I wouldn’t call this a Western or a romance. If you watch expecting one of those, the film will subvert your expectations, and you may be terribly disappointed. I can’t go into this in greater detail without spoiling the movie. We found the film so intriguing that I immediately ordered the novel by Thomas Savage from Amazon. Right now, it’s listed as #1 Best Seller in LGBTQ classic fiction, and it contains an afterword by Annie Proulx. You might know her name because she wrote the short story “Brokeback Mountain.” That’s a romance. If there is a romance in The Power of the Dog, then it would probably appeal more to the director of Rebecca than to the director of Brokeback Mountain. (Well, for all I know this is Ang Lee’s new favorite movie. His projects are all quite different. I’m not trying to put words in his mouth. I’m just trying to hint around at something without spoiling this film for people who haven’t seen it.)
Elements of the movie may be too ambiguous for some. On reflection, I think the ending is pretty clear cut, but some may find it too mysterious for their liking. I think the #1 problem most people will have with this movie is going into it with the wrong expectations. If you’re seeing it because you’re a fan of any of the actors or the director or you’re obsessed with the Oscars, you’ll probably like The Power of the Dog. But if someone turns it on thinking, “Ooh, a Western starring Benedict Cumberbatch!” or “Ooh! A love story starring Benedict Cumberbatch!” that may a recipe for bitter disappointment.
Also, those mountains do not look like a dog. (That’s not a serious complaint. In fact, one reading of the film may even support the fact that they don’t actually look like a dog.) As we watched, my dad noted skeptically, “Can you see a dog in that mountain?”
We all answered, “No.”
I said, “You have to be very special to see the dog in the mountain.” Then (because I’d been reading the trivia section on the movie’s imdb page after confirming that I’d seen Thomasin McKenzie), I told everyone, “I read that Benedict Cumberbatch smoked so many rolled cigarettes for this that he got nicotine poisoning three times.”

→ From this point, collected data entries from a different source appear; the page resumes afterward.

PR #149, opened 2020-01-15
Add option for dmdoc to always use typepath names

### LINKED ISSUE #94: Option to disable using obj var name for docs
The object var name is normally related to the display of the object in game, not something the developer would recognise immediately, I'd rather use the type paths exactly.

A good example is /area/, which shows up as "Space" not "area", which confuses the hell out of me when browsing the docs.

spookydonut:
Closes #94

### DIFF
--- a/src/dreammaker/config.rs
+++ b/src/dreammaker/config.rs
@@ -16,6 +16,7 @@ pub struct Config {
     display: WarningDisplay,
     pub langserver: Langserver,
     diagnostics: HashMap<String, WarningLevel>,
+    dmdoc: DMDoc,
 }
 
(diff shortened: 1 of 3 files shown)


src/dreammaker/config.rs
```diff
@@ -16,6 +16,7 @@ pub struct Config {
     display: WarningDisplay,
     pub langserver: Langserver,
     diagnostics: HashMap<String, WarningLevel>,
+    dmdoc: DMDoc,
```
SpaceManiac: should be fine to just make `dmdoc` pub and access the field directly

PR #150, opened 2020-01-15
Add off-by-default lint to forbid relative pathing

### LINKED ISSUE #148: Warn about relative pathing
Relative pathing is annoying. Please add a config option to warn about files that contain relative pathing.

spookydonut:
Closes #148

This detects type definitions without a leading `/` as relative though.

### DIFF
--- a/src/dreammaker/config.rs
+++ b/src/dreammaker/config.rs
@@ -16,6 +16,7 @@ pub struct Config {
     display: WarningDisplay,
     pub langserver: Langserver,
     diagnostics: HashMap<String, WarningLevel>,
+    code_standards: CodeStandards,
 }
 
 #[derive(Deserialize, Default, Debug, Clone)]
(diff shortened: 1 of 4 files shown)


src/dreammaker/config.rs
```diff
@@ -29,6 +30,14 @@ pub struct Langserver {
     pub dreamchecker: bool,
 }
 
+#[derive(Deserialize, Default, Debug, Clone)]
+pub struct CodeStandards {
+    #[serde(default)]
```
SpaceManiac: This probably belongs on the struct rather than on only one of the two field

src/dreammaker/objtree.rs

My husband replied, “Really? Like that’s an actual fact?”
“Yeah,” I said.
Then my six-year-old, who hadn’t been watching the movie with us, strolled into the room and joked with impeccable timing, “Then for some reason, he could see the dog in the mountain.”
Overall:
I’ve probably said enough about The Power of the Dog for now because I’m sure I’ll be writing about it again in the future. I’m pretty sure it will be nominated for Best Picture. It may even win. My daughter is crossing her fingers for a win by anything but West Side Story. “That can’t win again,” she complained. “It already won once. It can’t win every time. That’s ridiculous. It’s not that good.” She hasn’t seen Spielberg’s version yet, though.